Records for the task ▸
----------
PR #131, opened 2024-07-03
Correct uses of `respond_to` in AnnotationDecider

andreccosta:
In our project we have more than just Active Record models within our `models` folder. After switching to this gem we noticed a couple errors being raised when attempting to decide if some of those should be annotated or not.

For example, a class that inherits from `Dry::Struct` responds to `abstract_class` but not to `abstract_class?`.

```ruby
> class Demo < Dry::Struct; end
> Demo.abstract_class
=> Dry::Struct
> Demo.abstract_class?
(irb):3:in `<main>': undefined method `abstract_class?' for class Demo (NoMethodError)
```

### DIFF
--- a/lib/annotate_rb/model_annotator/annotation_decider.rb
+++ b/lib/annotate_rb/model_annotator/annotation_decider.rb
@@ -23,8 +23,8 @@ module AnnotateRb
           return false if !klass_is_a_class
 
           klass_inherits_active_record_base = klass < ActiveRecord::Base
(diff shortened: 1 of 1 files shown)


drwl:
@andreccosta thanks for trying out this gem and submitting a PR, it's very much appreciated.

Changes look good to me!

drwl:
@andreccosta just a heads up, I published v4.10.1 to Rubygems and it includes this fix.

andreccosta:
@drwl thank you!

PR #135, opened 2024-07-08
Fix related files in multi-db scenario

drwl:


drwl:
Taken from https://github.com/ctran/annotate_models/pull/892

> Given a Rails application with multiple databases, tables in two databases with the same table name, and corresponding models with different names, some files get annotated with the wrong table's schema.
> 
> The issue is that some of the patterns include `%TABLE_NAME%`, which will be identical between the two tables, even though they have different model names.
> 
> This fixes the issue by eliminating the use of the table name when the model is not connected to the primary database.

drwl:
The issue lies in building the list of related files for a model file. Using the example Rails project https://github.com/cygnuseducation/annotate-test-app, running `bundle exec annotaterb models` consecutively led to the same output. This happened because the factory file `test/factories/users.rb` would get annotated using `Secondary::User`'s annotations and then `User`'s annotations.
----------
Exercise instructions ▸ The required answer is each line of the data in which the word "just" appears.

Answer space ▸
In our project we have more than just Active Record models within our `models` folder. After switching to this gem we noticed a couple errors being raised when attempting to decide if some of those should be annotated or not.
@andreccosta just a heads up, I published v4.10.1 to Rubygems and it includes this fix.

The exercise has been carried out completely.